Gary Realty Co. v. Kelly
Decision Date | 28 March 1919 |
Docket Number | No. 19836.,19836. |
Citation | 278 Mo. 450,214 S.W. 92 |
Parties | GARY REALTY CO. v. KELLY et al. |
Court | Missouri Supreme Court |
Appeal from Circuit Court, Jackson County; Thomas B. Buckner, Judge.
Action by the Gary Realty Company against E. P. Kelly and others. Judgment for plaintiff, and defendants appeal. Affirmed.

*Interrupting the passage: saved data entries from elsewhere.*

PR #2311, opened 2024-01-25
Update Client.java

izdt:
Fix Isuue #1721 Content-Length may be added twice


velo (changes requested):
Please take a look on why CI is broken.

Also, please include unit tests so it never happens again

velo:
> OK, I I will add unit tests later.

All good, please reopen the PR once done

This is an action under our forcible entry and unlawful detainer statutes for the possession of certain premises situate in Kansas City. Plaintiff had judgment for possession; for damages, assessed at $2,000, which sum was doubled by the court; for future rents and profits assessed at $650 per month, pending appeal and till possession be delivered to plaintiff, which sum was likewise doubled. Whereupon, defendants Kelly, Le Marquand, and Le Doux appealed in the conventional way.
The action originated before a justice of the peace and was begun by filing a complaint which, formal parts and signature of counsel omitted, reads thus:
Thereafter, by certiorari under the statute defendants caused the proceedings to be removed to the circuit court of Jackson county. In the latter court, and at the December term, 1915, semble, a stipulation waiving trial by jury was duly filed in the case. This stipulation, omitting formal parts and signatures of counsel, reads thus:
"Come now the parties hereto and by their attorneys hereby stipulate and agree that the trial of this cause by jury is hereby waived and that said cause may be set for trial on any day during the first week of January, 1916, term of court or thereafter, according to the convenience of the court."
On the same day on which the above stipulation was filed, defendants Kelly, Le Marquand, and Le Doux filed formal answers, which consisted in all pertinent parts of (a) general denials except of the fact of possession, which defendants Kelly, Le Marquand, and. Le Doux admitted; (b) a plea of ownership and possession under a purchase by said defendants of the lease at a sale by the receiver of the Empress Theater Company, pursuant to an order of the circuit court; (c) a tender, as such tenants so in possession, of all rent due according to the tenor of the instrument of lease evidencing the term so purchased; and (d) a waiver of forfeiture by plaintiff of conditions broken, arising, it is averred, from the acceptance of the rent and the recognition of the receiver as plaintiff's tenant. Defendants Bonfils and Tammen filed general denials which included, of course, negation of the fact of possession.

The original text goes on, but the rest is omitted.